Segment Start: EXERCISE INPUT

PR #10534, opened 2023-09-26
Missena Bid Adapter: floor implementation

pdamoc:
## Type of change

- [x] Feature
## Description of change

This is an implementation of the passing of the relevant price floor data to our server. 

## Other information

The PR also includes a small refactoring of the event notification used for `onBidWon` that is also reused for `onTimeout`.

### DIFF
--- a/modules/missenaBidAdapter.js
+++ b/modules/missenaBidAdapter.js
@@ -1,5 +1,11 @@
-import { buildUrl, formatQS, logInfo, triggerPixel } from '../src/utils.js';
-import { BANNER } from '../src/mediaTypes.js';
+import {
+  isFn,
+  deepAccess,
+  formatQS,
+  logInfo,
+  parseSizesInput,
+} from '../src/utils.js';
+import { BANNER, NATIVE, VIDEO } from '../src/mediaTypes.js';
 import { registerBidder } from '../src/adapters/bidderFactory.js';
 
 const BIDDER_CODE = 'missena';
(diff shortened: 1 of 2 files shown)


ChrisHuie:
@pdamoc can you please add units tests for these updates

pdamoc:
We will add the tests for the floor changes and remove the notification refactoring (which we will submit in a later PR).

modules/missenaBidAdapter.js
```diff
@@ -7,6 +16,48 @@ const ENDPOINT_URL = 'https://bid.missena.io/';
...
+    height: parseInt(heightStr, 10) || undefined,
+  };
+}
+
+/* Get Floor price information */
+function getFloor(bidRequest) {
+  if (!isFn(bidRequest.getFloor)) {
+    return {};
+  }
+  const sizesArray = getSizeArray(bidRequest);
```
dgirardi, line 35: I don't think this is necessary, the floors module will already pick size from the request when it makes sense. What this does is force using the first size when there are multiple instead of looking for a floor that applies to all sizes. 

Unless that was your intention I recommend removing this. (I am learning now that a lot of other adapters do this, so I suspect you're just following the pattern, which is unfortunately not a good one).

dgirardi: To clarify - if you just call `getFloor()`, it will attempt to find reasonable defaults:

 - `currency` defaults to 'USD'
 - `mediaType` defaults to the request's if it contains only one
 - `size` defaults to the request's if it contains only one (which implies it also has only one mediaType)

pdamoc: @dgirardi the functions you mentioned have been removed by @ysfbsf  (code original creator). We will rely on our partners to properly configure their bidFloors (the code was there for corner cases). 

Please let us know if we need to change anything else.

pdamoc:
@ChrisHuie is there anything else that is blocking this PR from being merged into the master?

Issue #10540, opened 2023-09-27
Access to ID of the auction won by cached bid in BID_WON event


msmeza:
## Type of issue
Feature request

## Description
As far as I can see, there's no direct way of finding the ID of an auction won by a cached bid through `BID_WON` events; the bids included in the events only contain the ID of their original auctions. 

Ideally, we'd like to be able to find the ID of the auction won by a cached bid directly from the data included in a `BID_WON` event, to be able to map them using only the data received from our analytics adapter.

## Other information
I searched the list of issues and I do not believe that this has been brought up before, though I did find an issue where there's a mention of multiple winning bids with the same auction ID coming from an analytics adapter, which can happen when cached bids win auctions (https://github.com/prebid/Prebid.js/issues/6411). However, this issue seems to be more about finding the actual winner of an auction ID with multiple winners, rather than identifying the auction IDs of auctions won by cached bids.

We believe that being able to map winning cached bids with the auctions that they actually won would be useful for others as well. For example, if I understood the code correclty, Magnite seems to have a function to try and do that in their analytics adapter (getRenderingIds).

I'm sure there are better ways to achieve our goal, but I submitted a PR with a way of doing it to help with the discussion (https://github.com/prebid/Prebid.js/pull/10541).

PR #10541, opened 2023-09-27
Prebid core: cached bids should contain the ID of the auction they actually won

msmeza:
## Type of change
- Feature

## Description of change
Cached bids should contain the ID of the auctions that they actually won so that this information is available through `BID_WON` events.

## Other information
More information about the motivation for this PR can be found here: https://github.com/prebid/Prebid.js/issues/10540

### DIFF
--- a/src/targeting.js
+++ b/src/targeting.js
@@ -464,19 +464,17 @@ export function newTargeting(auctionManager) {
       if (typeof filterFunction === 'function') {
         bidsReceived = bidsReceived.filter(bid => latestAuctionForAdUnit[bid.adUnitCode] === bid.auctionId || !!filterFunction(bid))
       }
-
-      bidsReceived = bidsReceived
-        .map(bid => {
-          if (latestAuctionForAdUnit[bid.adUnitCode] !== bid.auctionId) {
-            bid.latestAuctionForAdUnit = latestAuctionForAdUnit[bid.adUnitCode];
-          }
-          return bid;
-        });
     }
 
     bidsReceived = bidsReceived
       .filter(bid => deepAccess(bid, 'video.context') !== ADPOD)
       .filter(isBidUsable);
+
+    bidsReceived
+      .forEach(bid => {
+        bid.latestTargetedAuctionId = latestAuctionForAdUnit[bid.adUnitCode];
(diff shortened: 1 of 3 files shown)


src/targeting.js
```diff
@@ -464,6 +464,14 @@ export function newTargeting(auctionManager) {
       if (typeof filterFunction === 'function') {
         bidsReceived = bidsReceived.filter(bid => latestAuctionForAdUnit[bid.adUnitCode] === bid.auctionId || !!filterFunction(bid))
       }
+
+      bidsReceived = bidsReceived
+        .map(bid => {
```
dgirardi, line 469: this looks more suited to `forEach`. Also I think it should be done after all filtering is done, around line 480, or do you see a reason why it's better to tag them here?

src/targeting.js
```diff
@@ -464,6 +464,14 @@ export function newTargeting(auctionManager) {
...
+          if (latestAuctionForAdUnit[bid.adUnitCode] !== bid.auctionId) {
+            bid.latestAuctionForAdUnit = latestAuctionForAdUnit[bid.adUnitCode];
```
dgirardi, line 471: - IMO this should be set on all bids in the pool, not just those from a previous auction.
- I don't like the name, "forAdUnit" is redundant since the object is a bid and already tied to a particular ad unit. Maybe `latestTargetedAuctionId`? Asking also @patmmccann for opinions. I'd prefer to make targeting explicit since this only runs when the publisher uses prebid's targeting logic, which in theory they could do without.

patmmccann: On naming , I agree with a shorter name yes

src/targeting.js
msmeza: You're right, `forEach` is mor suited for this.

Yes, I agree that the property should be set after all filtering is done, provided it should be set on all the bids in the pool (as you mentioned in your comment below). The reason I added my change where I did was to avoid increasing the size of bid objects in the cases where `auctionId` would have the same value as the new property. But I think it's a good idea to set the property on all bids in the pool.

dgirardi (approved):

patmmccann (approved):

PR #10542, opened 2023-09-28
dgkeyword: use ortb2

yki-t:
## Type of change

- [x] Bugfix
- [ ] Feature
- [ ] New bidder adapter   
- [ ] Build related changes
- [ ] CI related changes

- [ ] Other

### Purpose
dgkeyword submodule to be compatible with Prebid >8.0.0

### Changes
- use ortb2 on setting keywords
- prevent to use keywords for specified websites or specified users, because to use keywords or not is related to ad-units

### DIFF
--- a/modules/dgkeywordRtdProvider.js
+++ b/modules/dgkeywordRtdProvider.js
@@ -6,8 +6,7 @@
  * @module modules/dgkeywordProvider
  * @requires module:modules/realTimeData
  */
-
-import {logMessage, deepSetValue, logError, logInfo, mergeDeep} from '../src/utils.js';
+import { logMessage, deepSetValue, logError, logInfo, isStr, isArray } from '../src/utils.js';
 import { ajax } from '../src/ajax.js';
 import { submodule } from '../src/hook.js';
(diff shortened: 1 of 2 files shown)


modules/dgkeywordRtdProvider.js
```diff
@@ -156,4 +147,32 @@ function init(moduleConfig) {
...
+      } else {
+        result += `${key},`;
+      }
+    } else if (isArray(keywords[key])) {
+      if (keywords[key][0] === '') {
+        result += `${key},`
+      } else {
+        keywords[key].forEach(val => {
+          result += `${key}=${val},`
+        });
```
ncolletti, line 168: Needs a check for the val type as String. Additional unit tests would be helpful

yki-t: @ncolletti 
We updated type check and added an unit test

yki-t: I force pushed because by mistake we included our unrelated commits on the forked repository

ncolletti (approved):

PR #10547, opened 2023-09-28
Draft: test page demo

GeneGenie:
This is a sample PR demonstrating prebid issue with userIds


test/pages/userId.html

Segment End: EXERCISE INPUT

EXERCISE OBJECTIVE →
The word to look for is "original"; copy out every line of the entries that holds it.

ANSWER SPACE →
pdamoc: @dgirardi the functions you mentioned have been removed by @ysfbsf  (code original creator). We will rely on our partners to properly configure their bidFloors (the code was there for corner cases). 
As far as I can see, there's no direct way of finding the ID of an auction won by a cached bid through `BID_WON` events; the bids included in the events only contain the ID of their original auctions. 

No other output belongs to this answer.